◆ TASK INSTRUCTIONS ◆
In full and without change, return each entry.

◆ Data extracted from a collection ◆
Issue #11042, opened 2018-03-11
Make the crash handler tell users to provide more information


slel:
Currently the crash handler provides a crash log and tells users to send it
to developers. It would be useful to also tell users to provide information
about their operating system and how they installed the application.

jdemeyer:
+1. Somehow the existence of the crash log makes users think that they do not have to provide any extra information. We often get bug reports in Sage containing literally only the crash log.

slel:
Pull request #11043 aims to solve this issue by suggesting users
to include some more information when sending a crash report.

takluyver:
Closed by #11043.

PR #11043, opened 2018-03-11
Update crashhandler.py to solve #11042

slel:
Tell users to provide information about their operating system
and how they installed the application.

### DIFF
--- a/IPython/core/crashhandler.py
+++ b/IPython/core/crashhandler.py
@@ -45,16 +45,23 @@ A crash report was automatically generated with the following information:
 It was left in the file named:
 \t'{crash_report_fname}'
 If you can email this file to the developers, the information in it will help
-them in understanding and correcting the problem. Please include information
-about your operating system: is it Linux, macOS, Windows, other, and which
-version, for example Ubuntu 16.04, macOS 10.13.2, Windows 10 Pro 64-bit...
-Please also include information on how you installed {app_name}.
+them in understanding and correcting the problem.
 
 You can mail it to: {contact_name} at {contact_email}
 with the subject '{app_name} Crash Report'.
 
 If you want to do it now, the following command will work (under Unix):
 mail -s '{app_name} Crash Report' {contact_email} < {crash_report_fname}
+
+Please also include in your email:
+- information about your operating system: is it Linux, macOS, Windows, other,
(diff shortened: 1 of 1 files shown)


jdemeyer:
Info about operating system is already in the crash log. What's mostly missing is *context*: what did users do to end up with that crash log?

IPython/core/crashhandler.py
```diff
@@ -53,6 +53,16 @@
 If you want to do it now, the following command will work (under Unix):
 mail -s '{app_name} Crash Report' {contact_email} < {crash_report_fname}
 
+Please also include in your email:
+- information about your operating system: is it Linux, macOS, Windows, other,
+  and which version, for example Ubuntu 16.04, macOS 10.13.2, Windows 10 Pro,
+  is it 32-bit or 64-bit, ...
+- information on how you installed {app_name}: from binary, compiled from source,
```
takluyver: 'compiled from source' doesn't really apply to pure Python projects like IPython. I'd give examples like "using pip or conda, from GitHub, or as part of a Docker container."

IPython/core/crashhandler.py
```diff
@@ -53,6 +53,16 @@
...
+  via Docker, on a virtual machine...
+- information on how to reproduce the crash: what exact sequence of instructions
```
takluyver: Since all three points start with "information on", let's phrase the bit at the top "Please also include information on:" and cut those words from the bullet points.

Also, I'd like the bullet points to start with capital letters  ("How to reproduce...").

IPython/core/crashhandler.py
```diff
@@ -53,6 +53,16 @@
 If you want to do it now, the following command will work (under Unix):
 mail -s '{app_name} Crash Report' {contact_email} < {crash_report_fname}
 
+Please also include in your email:
+- information about your operating system: is it Linux, macOS, Windows, other,
+  and which version, for example Ubuntu 16.04, macOS 10.13.2, Windows 10 Pro,
+  is it 32-bit or 64-bit, ...
```
takluyver: Ending a paragraph with `...` to signify that these are examples seems a bit too casual for the tone of this message. Let's find a way to make it read a bit better.

takluyver:
Thanks!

◆ EXERCISE SOLUTION ◆
Issue #11042, opened 2018-03-11
Make the crash handler tell users to provide more information


slel:
Currently the crash handler provides a crash log and tells users to send it
to developers. It would be useful to also tell users to provide information
about their operating system and how they installed the application.

jdemeyer:
+1. Somehow the existence of the crash log makes users think that they do not have to provide any extra information. We often get bug reports in Sage containing literally only the crash log.

slel:
Pull request #11043 aims to solve this issue by suggesting users
to include some more information when sending a crash report.

takluyver:
Closed by #11043.

PR #11043, opened 2018-03-11
Update crashhandler.py to solve #11042

slel:
Tell users to provide information about their operating system
and how they installed the application.

### DIFF
--- a/IPython/core/crashhandler.py
+++ b/IPython/core/crashhandler.py
@@ -45,16 +45,23 @@ A crash report was automatically generated with the following information:
 It was left in the file named:
 \t'{crash_report_fname}'
 If you can email this file to the developers, the information in it will help
-them in understanding and correcting the problem. Please include information
-about your operating system: is it Linux, macOS, Windows, other, and which
-version, for example Ubuntu 16.04, macOS 10.13.2, Windows 10 Pro 64-bit...
-Please also include information on how you installed {app_name}.
+them in understanding and correcting the problem.
 
 You can mail it to: {contact_name} at {contact_email}
 with the subject '{app_name} Crash Report'.
 
 If you want to do it now, the following command will work (under Unix):
 mail -s '{app_name} Crash Report' {contact_email} < {crash_report_fname}
+
+Please also include in your email:
+- information about your operating system: is it Linux, macOS, Windows, other,
(diff shortened: 1 of 1 files shown)


jdemeyer:
Info about operating system is already in the crash log. What's mostly missing is *context*: what did users do to end up with that crash log?

IPython/core/crashhandler.py
```diff
@@ -53,6 +53,16 @@
 If you want to do it now, the following command will work (under Unix):
 mail -s '{app_name} Crash Report' {contact_email} < {crash_report_fname}
 
+Please also include in your email:
+- information about your operating system: is it Linux, macOS, Windows, other,
+  and which version, for example Ubuntu 16.04, macOS 10.13.2, Windows 10 Pro,
+  is it 32-bit or 64-bit, ...
+- information on how you installed {app_name}: from binary, compiled from source,
```
takluyver: 'compiled from source' doesn't really apply to pure Python projects like IPython. I'd give examples like "using pip or conda, from GitHub, or as part of a Docker container."

IPython/core/crashhandler.py
```diff
@@ -53,6 +53,16 @@
...
+  via Docker, on a virtual machine...
+- information on how to reproduce the crash: what exact sequence of instructions
```
takluyver: Since all three points start with "information on", let's phrase the bit at the top "Please also include information on:" and cut those words from the bullet points.

Also, I'd like the bullet points to start with capital letters  ("How to reproduce...").

IPython/core/crashhandler.py
```diff
@@ -53,6 +53,16 @@
 If you want to do it now, the following command will work (under Unix):
 mail -s '{app_name} Crash Report' {contact_email} < {crash_report_fname}
 
+Please also include in your email:
+- information about your operating system: is it Linux, macOS, Windows, other,
+  and which version, for example Ubuntu 16.04, macOS 10.13.2, Windows 10 Pro,
+  is it 32-bit or 64-bit, ...
```
takluyver: Ending a paragraph with `...` to signify that these are examples seems a bit too casual for the tone of this message. Let's find a way to make it read a bit better.

takluyver:
Thanks!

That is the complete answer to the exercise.